Uranhexafluorid ist nicht brennbar, nicht explosiv und beständig gegen trockene Luft. Es reagiert hingegen sehr heftig mit Wasser (beispielsweise Luftfeuchtigkeit), wobei das wasserlösliche Uranylfluorid (UO2F2) und Fluorwasserstoff (HF) entstehen.[44] HF bildet im überschüssigen Wasser stark ätzende Flusssäure.

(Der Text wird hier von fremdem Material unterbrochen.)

PR #2901, opened 2020-08-11
Perform disk operation in right side of or statement

ekennedy247:
Hey, realize this isn't fully inline with the contributing guidelines, but the fix is pretty small so I opened a PR without an issue. If that's an issue (haha) I can re-open this.

I noticed with 6.5.3 that an application I have that has a few hundred migrations now takes ~30 seconds (used to be ~2 seconds on 6.5.2) to run in my CI environment (it's an old amazon linux ami, if it matters). Locally (on OSX), performance seems a little worse (~5 seconds -> ~8 seconds). It seems like it's because of commit https://github.com/flyway/flyway/commit/ecfebd2e99f9ac507c3af3627dad6d149dc89335. 

This PR inlines the `getAbsolutePathOnDisk` call to the right side of the `or` statement so it can be skipped when the cheap `getRelativePath` equality check is true.

### DIFF
--- a/flyway-core/src/main/java/org/flywaydb/core/internal/scanner/Scanner.java
+++ b/flyway-core/src/main/java/org/flywaydb/core/internal/scanner/Scanner.java
@@ -74,9 +74,8 @@ public class Scanner<I> implements ResourceProvider, ClassProvider<I> {
     @Override
     public LoadableResource getResource(String name) {
         for (LoadableResource resource : resources) {
-            String absolutePath = resource.getAbsolutePathOnDisk();
             String relativePath = resource.getRelativePath();
-            if (relativePath.equals(name) || absolutePath.equals(name)) {
+            if (relativePath.equals(name) || resource.getAbsolutePathOnDisk().equals(name)) {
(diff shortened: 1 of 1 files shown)


DoodleBobBuffPants:
Thank you for your submission! We will look into merging this soon :)

kalejami:
I have a question on this issue. We are using Windows in our company and since 6.5.3 our migrations needed about 20 to 30 times more time to run. 

On the first view I thought that this MR would fix this problem, but it didn't. I debugged the code a little bit and realized that the method `public LoadableResource getResource(String name)` is only called for the "Script Config Files"-Feature (https://flywaydb.org/documentation/scriptconfigfiles).

So if I don't have any config files for my scripts `getAbsolutePathOnDisk` is always called which seems to be a real bottleneck under Windows. 

Is it possible to deactivate the "Script Config Files"- Feature for Flyway?

Lyeeedar:
In Flyway 6.5.5 we pushed a fix that should solve the slowdown, could you try that and if it doesnt work make a new issue?

PR #2934, opened 2020-09-17
Fixed broken support for CockroachDB versions >= 20.* caused by broken table already exists detection

alex-berger:
CockroachDB has a unique approach to the conception of schemas and databases which is well documented at [1]. Unfortunately, the existing implementation of [`CockroachDBTable.doExistsOnce()`](https://github.com/flyway/flyway/blob/flyway-6.5.6/flyway-core/src/main/java/org/flywaydb/core/internal/database/cockroachdb/CockroachDBTable.java#L82) is broken and will always return `false` for tables which are not part of the connection's default database (e.g. `defaultdb`).

With this PR this bug is fixed (at least for CockroachDB >= 2) by explicitly prefixing the `information_schema` schema with the table's database (schema).

[1] https://www.cockroachlabs.com/docs/stable/sql-name-resolution.htm

### DIFF
--- a/flyway-core/src/main/java/org/flywaydb/core/internal/database/cockroachdb/CockroachDBDatabase.java
+++ b/flyway-core/src/main/java/org/flywaydb/core/internal/database/cockroachdb/CockroachDBDatabase.java
@@ -71,7 +71,7 @@ public class CockroachDBDatabase extends Database<CockroachDBConnection> {
 
     @Override
     public String getRawCreateScript(Table table, boolean baseline) {
-        return "CREATE TABLE " + table + " (\n" +
+        return "CREATE TABLE IF NOT EXISTS " + table + " (\n" +
                 "    \"installed_rank\" INT NOT NULL PRIMARY KEY,\n" +
                 "    \"version\" VARCHAR(50),\n" +
                 "    \"description\" VARCHAR(200) NOT NULL,\n" +
@@ -84,7 +84,7 @@ public class CockroachDBDatabase extends Database<CockroachDBConnection> {
                 "    \"success\" BOOLEAN NOT NULL\n" +
                 ");\n" +
                 (baseline ? getBaselineStatement(table) + ";\n" : "") +
-                "CREATE INDEX \"" + table.getName() + "_s_idx\" ON " + table + " (\"success\");";
+                "CREATE INDEX IF NOT EXISTS \"" + table.getName() + "_s_idx\" ON " + table + " (\"success\");";
     }
 
     @Override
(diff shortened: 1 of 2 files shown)


juliahayward:
The check should only be done for the schema history table, which ought to be in the connection's default database. Do you have an example configuration which is broken by this bug that we can test against?

alex-berger:
> The check should only be done for the schema history table, which ought to be in the connection's default database. Do you have an example configuration which is broken by this bug that we can test against?

Yes, I can reproduce the problem.

Let's assume I have a CockroachDB cluster with two (datbases/schemas), once called "defaultdb" and the other "dummy" and I want to create a table in the "dummy" schema.
Then the following configurations will work (as the history table will always be created in the defaultdb schema):

`flyway migrate -url=jdbc:postgresql://192.168.10.77:26257/defaultdb -user=postgres -password=postgres`
`flyway migrate -url=jdbc:postgresql://192.168.10.77:26257/defaultdb -user=postgres -password=postgres -schemas=defaultdb,dummy`
`flyway migrate -url=jdbc:postgresql://192.168.10.77:26257/defaultdb -user=postgres -password=postgres -defaultSchema=defaultdb -schemas=defaultdb,dummy`

However, without my fix the following configuration fail, as it will try to create the history table in schema "dummy" while the `exists` check will erroneously search for the table in the "defaultdb" schema:

`flyway migrate -url=jdbc:postgresql://192.168.10.77:26257/defaultdb -user=postgres -password=postgres -schemas=dummy`

```
Flyway Community Edition 6.5.6 by Redgate
Database: jdbc:postgresql://192.168.10.77:26257/defaultdb (PostgreSQL 9.5)
Creating schema "dummy" ...
Creating Schema History table "dummy"."flyway_schema_history" ...
Creating Schema History table "dummy"."flyway_schema_history" ...
Creating Schema History table "dummy"."flyway_schema_history" ...
ERROR: 
Migration  failed
-----------------
SQL State  : 42P07
Error Code : 0
Message    : ERROR: relation "flyway_schema_history" already exists
Location   :  ()
Line       : 1
Statement  : CREATE TABLE "dummy"."flyway_schema_history" (
    "installed_rank" INT NOT NULL PRIMARY KEY,
    "version" VARCHAR(50),
    "description" VARCHAR(200) NOT NULL,
    "type" VARCHAR(20) NOT NULL,
    "script" VARCHAR(1000) NOT NULL,
    "checksum" INTEGER,
    "installed_by" VARCHAR(100) NOT NULL,
    "installed_on" TIMESTAMP NOT NULL DEFAULT now(),
    "execution_time" INTEGER NOT NULL,
    "success" BOOLEAN NOT NULL
)

Caused by: org.postgresql.util.PSQLException: ERROR: relation "flyway_schema_history" already exists
```

alex-berger:
CockroachDB version 20.2 (to be released soon) will add support for user defined schemas (beyond the default `public` schema. Therefore I revoke this PR as with that release CockroachDB should behave the same as PostgreSQL.

PR #2936, opened 2020-09-17
Updating postgres version because of XXE vulnerability

sstrang:
Versions of the postgres jdbc driver prior to 42.2.13 have an XXE vulnerability, according to this: https://nvd.nist.gov/vuln/detail/CVE-2020-13692

Would it be possible to bump the version to 42.2.13 to address this?

### DIFF
--- a/pom.xml
+++ b/pom.xml
@@ -175,7 +175,7 @@
         <version.mysql>8.0.17</version.mysql>
         <version.mssql-jdbc>7.2.0.jre8</version.mssql-jdbc>
         <version.oracle>19.6.0.0</version.oracle>
-        <version.postgresql>42.2.12.jre6</version.postgresql>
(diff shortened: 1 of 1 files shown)


bradparks:
It would be great to have this done, as it's a rated as a high risk, and this version bump was simply to address this issue.
https://github.com/pgjdbc/pgjdbc/blob/master/CHANGELOG.md#42213-2020-06-04

In their own words, 

> The primary reason to release this version and to continue the 42.2.x branch is for CVE-2020-13692. Reported by David Dworken, this is an XXE and more information can be found here. Sehrope Sarkuni reworked the XML parsing to provide a solution in commit 14b62aca4.

juliahayward:
Thankyou very much! Merging in to the v6 stream. Flyway v7 (due for release at the end of the month) will use the 42.2.14 version of the driver.

PR #2920, opened 2020-09-05
Configurable s3 client

rgbrizzlehizzle:
Added ability to provide a custom configured S3 Client, and also removed the block explicitly requiring AWS creds provided via env, per https://docs.aws.amazon.com/sdk-for-java/v2/developer-guide/credentials.html I don't believe that is strictly necessary.  Better to leave it up to the developer on how they handle authentication to S3.

PR #2946, opened 2020-09-23
Configurable s3 client

rgbrizzlehizzle:


rgbrizzlehizzle:
reopening https://github.com/flyway/flyway/pull/2920 off of master

rgbrizzlehizzle:
not sure what the flaky issue is here but if you look at #2920 this is the same code, just failed CI for some reason

juliahayward:
Hi! Many thanks for the contribution. As it stands, I think it creates an awkward dependency between Configuration (which is intended just to be a place to read environment and config files) and the notion of an S3Client. I assume you're using the Flyway Java API rather than the command line - could you give us a quick sample of how you would invoke Flyway with a different S3Client?

rgbrizzlehizzle:
Yes agreed, overall I'm not even too happy with the added params caused by this implementation I've added.  The code kinda smells, I'm all for other ways that would achieve this functionality.  

However, I *do* think it is crucial to allow the S3 client to be configurable at runtime.  For example, if a user is using [Localstack](https://github.com/localstack/localstack), then you need to use a modified S3 client.  

Also, in general, AWS offers a lot of flexibility on client setup/instatiation, and to have flyway kinda just ignore that and force developers down one path (use generic client or bust) seems very limiting IMO.  

My thinking here was that at runtime, the user could inject their app specific S3 client to Flyway, ideally making flyway a bit lighter on the S3 coupling side, as it is not really Flyways "job" per-say to know the specifics of how an S3 connection is being made, simply that a client has been provided.  

So (and forgive me, I haven't actually looked at this code in probably a month) but something along the lines of 

```
new Flyway(new FlywayConfig()
  .s3client(myCustomClient)
  ...
  .build()
)
```

seems like a pretty run of the mill use case that users would want to be able to leverage

DoodleBobBuffPants:
Thanks for the PR, however we have ourselves implemented the ability to pass in a custom client via the API

rgbrizzlehizzle:
Works for me, cheers!

juliahayward:
Just as an aside, after sleeping on it I've decided to keep the fluent API too - my first draft just looked horribly inconsistent!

$ \mathrm {UF_{6}\ +\ 2\ H_{2}O\ \longrightarrow \ UO_{2}F_{2}\ +\ 4\ HF} $

UF6 ist ein kräftiges Fluorierungs- und Oxidationsmittel. Mit den meisten Metallen und Legierungen (z. B. Eisen, Aluminium-Magnesium-Legierungen, Edelstähle) reagiert es unter Bildung von Metallfluoriden, bei Raumtemperatur sehr langsam, bei erhöhten Temperaturen etwas schneller. Da die gebildeten Fluoride schwerflüchtig sind, bilden sie auf den betreffenden Oberflächen Ablagerungen, die die Weiterreaktion verhindern können. Vor allem Nickel ist chemisch sehr widerstandsfähig.[45] Synthetische Hochpolymere, wie z. B. Teflon und einige Copolymere, weisen ebenfalls eine gute Beständigkeit gegenüber UF6 auf.[45] Organische Verbindungen reagieren dagegen bereits bei Raumtemperatur durch Fluorierung mit UF6; dabei bilden sich HF und UF4 unter Abscheidung von Kohlenstoff. Sauerstoffhaltige organische Verbindungen, wie z. B. Ethanol oder Diethylether, reagieren schnell unter Abscheidung von Uranylfluorid und Bildung von HF.[46]

Verwendung

Kaskade von Gaszentrifugen zur Urananreicherung
Hauptartikel: Uran-Anreicherung

Uranhexafluorid dient zur Trennung der Uranisotope nach dem Gasdiffusionsverfahren oder mittels Gasultrazentrifugen. Es ist hierzu ideal geeignet, da es sich im Gegensatz zu den meisten anderen Uranverbindungen leicht in die Gasphase überführen lässt und da Fluor ein Reinelement ist: Es kommt nur ein Fluorisotop (19F) in der Natur vor; alle natürlichen Fluoratome haben exakt die gleiche Atommasse. Daher sind die Massenunterschiede der Uranhexafluoridmoleküle, die bei der Isotopentrennung ausgenutzt werden – wie erwünscht – nur auf die Massenunterschiede der Uranisotope 238U und 235U zurückzuführen. Uranhexafluorid ist damit ein Bestandteil des nuklearen Brennstoffkreislaufs. Zur weiteren Verwendung in Druck- und Siedewasserreaktoren wird angereichertes Uranhexafluorid zu Brennelementefabriken transportiert, um dort erst zu Urandioxid und schließlich zu Brennelementen weiterverarbeitet zu werden.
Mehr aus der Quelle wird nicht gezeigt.